- Assignment -
From the entries provided below, copy each line that contains the word "ebtables".

- Extracted material -

-- Opening Marker --

PR #127, opened 2016-09-27
Fix kubeadm path

errordeveloper:
@dgoodwin here is the fixup to #126.


dgoodwin:
Testing a build here to verify the rpms pickup an update.

luxas:
Ah, this is important though, the download location from debs and rpms should always match. +1

PR #133, opened 2016-09-30
Symlink an arm library when necessary

luxas:
@mikedanese @errordeveloper PTAL and merge


luxas:
The symlink doesn't exist on some systems, so this is the right thing to do in order to get kubelet starting

luxas:
I'm working on getting kubelet linked statically for v1.5.0 anyway so this is only for now: https://github.com/kubernetes/kubernetes/pull/26028

PR #134, opened 2016-10-02
Add ebtables as a dependency

luxas:
@errordeveloper @mikedanese

ebtables is a dep of the kubelet since v1.4
Reflect that in this list


mikedanese:
lgtm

-- Closing Marker --

- Written response -
Add ebtables as a dependency
ebtables is a dep of the kubelet since v1.4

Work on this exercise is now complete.